Task to carry out – Copy out lines with the word "calls" from the material that follows.

Available data –
^^^^^^^^^^^^^^^^
PR #1354, opened 2025-01-09
Add option to retrieve used properties metadata from Bootstrap

piotrrzysko:
This PR introduces the following changes:
* Adds the `Bootstrap.configureAndGetUsedProperties()` method, which is analogous to the existing `Bootstrap.configure()` but returns more information. Instead of returning just a set of used property names, it provides metadata for the used properties.
* Adds:
    * `ConfigurationFactory.consumeProperty(ConfigPropertyMetadata)` 
    * `ConfigurationFactory.getUsedPropertiesWithMetadata()`
    * `AbstractConfigurationAwareModule.consumeProperty(ConfigPropertyMetadata)`
    
   Additionally, it deprecates the corresponding methods that operate on raw property names.
* Adds an option to suppress configuration errors and warnings, which is helpful for retrieving used properties without triggering the logging typical of a full application bootstrap.

Examples of usage:
* [Bootstrap.configureAndGetUsedProperties()]( https://github.com/trinodb/trino/blob/47db44be99415cf51d9e33929dce3f11de2f307f/plugin/trino-hive/src/main/java/io/trino/plugin/hive/HiveConnectorFactory.java#L99C62-L99C91)
* [Bootstrap.suppressErrorsAndWarnings()](https://github.com/trinodb/trino/blob/47db44be99415cf51d9e33929dce3f11de2f307f/plugin/trino-hive/src/main/java/io/trino/plugin/hive/HiveConnectorFactory.java#L198-L199)
* [getUsedPropertiesWithMetadata()/consumeProperty()](https://github.com/trinodb/trino/blob/47db44be99415cf51d9e33929dce3f11de2f307f/lib/trino-filesystem-manager/src/main/java/io/trino/filesystem/manager/FileSystemModule.java#L91)

### DIFF
--- a/bootstrap/src/main/java/io/airlift/bootstrap/Bootstrap.java
+++ b/bootstrap/src/main/java/io/airlift/bootstrap/Bootstrap.java
@@ -80,6 +80,7 @@ public class Bootstrap
     private boolean initializeLogging = true;
     private boolean quiet;
     private boolean loadSecretsPlugins;
+    private boolean skipErrorReporting;
 
     private State state = State.UNINITIALIZED;
     private ConfigurationFactory configurationFactory;
@@ -146,6 +147,12 @@ public class Bootstrap
     public Bootstrap loadSecretsPlugins()
     {
         this.loadSecretsPlugins = true;
+        return this;
+    }
+
+    public Bootstrap skipErrorReporting()
+    {
+        this.skipErrorReporting = true;
         return this;
     }
 
@@ -241,7 +248,7 @@ public class Bootstrap
         }
 
         // If there are configuration errors, fail-fast to keep output clean
-        if (!errors.isEmpty()) {
+        if (!skipErrorReporting && !errors.isEmpty()) {
             throw new ApplicationConfigurationException(errors, warnings);
         }
 
@@ -251,7 +258,7 @@ public class Bootstrap
         }
 
         // Log any warnings
-        if (!warnings.isEmpty()) {
+        if (!skipErrorReporting && !warnings.isEmpty()) {
             StringBuilder message = new StringBuilder();
             message.append("Configuration warnings\n");
             message.append("==========\n\n");
--- a/bootstrap/src/main/java/io/airlift/bootstrap/Bootstrap.java
+++ b/bootstrap/src/main/java/io/airlift/bootstrap/Bootstrap.java
@@ -25,6 +25,7 @@ import com.google.inject.Injector;
 import com.google.inject.Module;
 import com.google.inject.Stage;
 import com.google.inject.spi.Message;
+import io.airlift.configuration.ConfigPropertyMetadata;
 import io.airlift.configuration.ConfigurationFactory;
 import io.airlift.configuration.ConfigurationInspector;
 import io.airlift.configuration.ConfigurationInspector.ConfigAttribute;
@@ -50,6 +51,7 @@ import java.util.Set;
 import java.util.TreeMap;
 
 import static com.google.common.base.Preconditions.checkState;
+import static com.google.common.collect.ImmutableSet.toImmutableSet;
 import static io.airlift.configuration.ConfigurationLoader.getSystemProperties;
 import static io.airlift.configuration.ConfigurationLoader.loadPropertiesFrom;
 import static io.airlift.configuration.TomlConfiguration.createTomlConfiguration;
@@ -150,7 +152,7 @@ public class Bootstrap
     /**
      * Validate configuration and return used properties.
      */
-    public Set<String> configure()
+    public Set<ConfigPropertyMetadata> configure()
     {
         checkState(state == State.UNINITIALIZED, "Already configured");
         state = State.CONFIGURED;
@@ -229,7 +231,10 @@ public class Bootstrap
 
         // at this point all config file properties should be used
         // so we can calculate the unused properties
-        unusedProperties.keySet().removeAll(configurationFactory.getUsedProperties());
+        Set<String> usedProperties = configurationFactory.getUsedProperties().stream()
+                .map(ConfigPropertyMetadata::name)
+                .collect(toImmutableSet());
+        unusedProperties.keySet().removeAll(usedProperties);
 
         for (String key : unusedProperties.keySet()) {
             errors.add(new Message(format("Configuration property '%s' was not used", key)));
--- a/bootstrap/src/test/java/io/airlift/bootstrap/TestBootstrap.java
+++ b/bootstrap/src/test/java/io/airlift/bootstrap/TestBootstrap.java
@@ -15,14 +15,19 @@
  */
 package io.airlift.bootstrap;
 
+import com.google.inject.Binder;
 import com.google.inject.ConfigurationException;
 import com.google.inject.Inject;
 import com.google.inject.ProvisionException;
 import com.google.inject.Scopes;
 import com.google.inject.spi.Message;
+import io.airlift.configuration.AbstractConfigurationAwareModule;
 import io.airlift.configuration.Config;
+import io.airlift.configuration.ConfigPropertyMetadata;
+import io.airlift.configuration.ConfigSecuritySensitive;
 import org.junit.jupiter.api.Test;
 
+import static io.airlift.configuration.ConditionalModule.conditionalModule;
 import static io.airlift.configuration.ConfigBinder.configBinder;
 import static org.assertj.core.api.Assertions.assertThat;
 import static org.assertj.core.api.Assertions.assertThatThrownBy;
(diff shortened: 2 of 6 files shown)


configuration/src/main/java/io/airlift/configuration/ConfigurationFactory.java
```diff
@@ -546,6 +568,7 @@ private Object getInjectedValue(AttributeMetadata attribute, ConfigurationMetada
     {
         String name = prefix + injectionPoint.getProperty();
         usedProperties.add(name);
```
wendigo, line 570: Can we have a single list instead?

piotrrzysko: Unfortunately not, as the older approach only stores property names and is not aware of whether a property is sensitive (see `ConfigurationFactory#consumeProperty(String)`).

configuration/src/main/java/io/airlift/configuration/ConfigurationFactory.java
```diff
@@ -130,18 +132,38 @@ public Map<String, String> getProperties()
 
     /**
      * Marks the specified property as consumed.
+     *
+     * @deprecated Use {@link #consumeProperty(ConfigPropertyMetadata)} instead
      */
+    @Deprecated
     public void consumeProperty(String property)
```
wendigo, line 139: There is only a single usage of this API in Trino and it's a case when one Bootstrap.configure() is passed to another one. I think that we can break compatibility here to make the code more consistent

bootstrap/src/main/java/io/airlift/bootstrap/Bootstrap.java
```diff
@@ -147,10 +149,35 @@ public Bootstrap loadSecretsPlugins()
...
+        return this;
+    }
+
     /**
      * Validate configuration and return used properties.
+     *
+     * @deprecated Use {@link #configureAndGetUsedProperties} instead
      */
+    @Deprecated
     public Set<String> configure()
```
wendigo, line 164: Let's break compatibility here and return metadata

configuration/src/main/java/io/airlift/configuration/ConfigurationFactory.java
wendigo: We can break compatibility here. There is a single use-case in Trino where we use it and it's based on values returned from other Bootstrap.

bootstrap/src/main/java/io/airlift/bootstrap/Bootstrap.java
```diff
@@ -147,10 +150,16 @@ public Bootstrap loadSecretsPlugins()
         return this;
     }
 
+    public Bootstrap suppressErrorsAndWarnings()
```
wendigo, line 153: nit: skipErrorReporting

configuration/src/main/java/io/airlift/configuration/ConfigPropertyMetadata.java
```diff
@@ -0,0 +1,11 @@
+package io.airlift.configuration;
+
+public record ConfigPropertyMetadata(String name, boolean securitySensitive)
+        implements Comparable<ConfigPropertyMetadata>
+{
+    @Override
+    public int compareTo(ConfigPropertyMetadata that)
+    {
+        return this.name.compareTo(that.name);
```
wendigo, line 9: nit: name.compareTo(that.name), this. qualifier is redundant

configuration/src/test/java/io/airlift/configuration/TestConfigurationFactory.java
```diff
@@ -440,15 +441,15 @@ public void testUsedPropertiesWithFailure()
...
+        assertThat(configurationFactory.getUsedProperties().stream().map(ConfigPropertyMetadata::name).collect(toImmutableSet())).isEqualTo(properties.keySet());
     }
 
     private static Injector createInjector(Map<String, String> properties, Module module, WarningsMonitor warningsMonitor)
     {
         ConfigurationFactory configurationFactory = new ConfigurationFactory(properties, warningsMonitor);
         configurationFactory.registerConfigurationClasses(ImmutableList.of(module));
         List<Message> messages = configurationFactory.validateRegisteredConfigurationProvider();
-        assertThat(configurationFactory.getUsedProperties()).hasSameElementsAs(properties.keySet());
+        assertThat(configurationFactory.getUsedProperties().stream().map(ConfigPropertyMetadata::name)).hasSameElementsAs(properties.keySet());
```
wendigo, line 452: you can do: 

`assertThat(configurationFactory.getUsedProperties())
   .extracting(ConfigPropertyMetadata::name)
   .hasSameElementsAs()`

wrap this for improved readability

wendigo: here and elsewhere

bootstrap/src/test/java/io/airlift/bootstrap/TestBootstrap.java
```diff
@@ -128,15 +135,94 @@ public void testSeparateConfigureAndInitialize()
...
+    public void testSuppressErrorsAndWarnings()
+    {
+        Bootstrap bootstrap = new Bootstrap(binder -> {
+            configBinder(binder).bindConfig(FooConfig.class);
+            binder.bind(FooInstance.class).asEagerSingleton();
+        });
+        bootstrap.setOptionalConfigurationProperty("foo.enabled", "shouldBeBoolean");
+        bootstrap.suppressErrorsAndWarnings();
+
+        assertThatCode(bootstrap::configure).doesNotThrowAnyException();
```
wendigo, line 220: I don't like this assertion.

If the bootstrap.configure() will throw the test will fail so it's already validated.

wendigo (approved):
LGTM % review comments

wendigo:
@piotrrzysko amend first commit's message as it's outdated

bootstrap/src/test/java/io/airlift/bootstrap/TestBootstrap.java
piotrrzysko: I can remove it, but then we will have something like this:
```java
    @Test
    public void testSkipErrorReporting()
    {
        Bootstrap bootstrap = new Bootstrap(binder -> {
            configBinder(binder).bindConfig(FooConfig.class);
            binder.bind(FooInstance.class).asEagerSingleton();
        });
        bootstrap.setOptionalConfigurationProperty("foo.enabled", "shouldBeBoolean");
        bootstrap.skipErrorReporting();

        bootstrap.configure();
        
        assertThatThrownBy(bootstrap::initialize)
                .isInstanceOf(CreationException.class)
                .hasMessageContaining("Invalid value 'shouldBeBoolean' for type boolean (property 'foo.enabled')");
    }
```

I know that this assertion doesn't do much in practice, but it emphasises what the expectations are: `configure` should not fail, `initialize` should.

wendigo: comment would do

wendigo: let's leave it as-is

configuration/src/test/java/io/airlift/configuration/TestConfigurationFactory.java
```diff
@@ -426,7 +426,7 @@ public void testUsedProperties()
         ConfigurationFactory configurationFactory = new ConfigurationFactory(properties);
         configurationFactory.registerConfigurationClasses(ImmutableList.of(binder -> configBinder(binder).bindConfig(AnnotatedSetter.class)));
         configurationFactory.validateRegisteredConfigurationProvider();
-        assertThat(configurationFactory.getUsedProperties()).hasSameElementsAs(ImmutableSet.of("string-value", "boolean-value"));
+        assertThat(configurationFactory.getUsedProperties()).extracting(ConfigPropertyMetadata::name).hasSameElementsAs(ImmutableSet.of("string-value", "boolean-value"));
```
wendigo, line 429: nit: wrap method calls

configuration/src/test/java/io/airlift/configuration/TestConfigurationFactory.java
```diff
@@ -440,15 +440,15 @@ public void testUsedPropertiesWithFailure()
...
+        assertThat(configurationFactory.getUsedProperties()).extracting(ConfigPropertyMetadata::name).hasSameElementsAs(properties.keySet());
     }
 
     private static Injector createInjector(Map<String, String> properties, Module module, WarningsMonitor warningsMonitor)
     {
         ConfigurationFactory configurationFactory = new ConfigurationFactory(properties, warningsMonitor);
         configurationFactory.registerConfigurationClasses(ImmutableList.of(module));
         List<Message> messages = configurationFactory.validateRegisteredConfigurationProvider();
-        assertThat(configurationFactory.getUsedProperties()).hasSameElementsAs(properties.keySet());
+        assertThat(configurationFactory.getUsedProperties()).extracting(ConfigPropertyMetadata::name).hasSameElementsAs(properties.keySet());
```
wendigo, line 451: nit: wrap method calls

wendigo (approved):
^^^^^^^^^^^^^^^^
Answer space –
wendigo, line 429: nit: wrap method calls
wendigo, line 451: nit: wrap method calls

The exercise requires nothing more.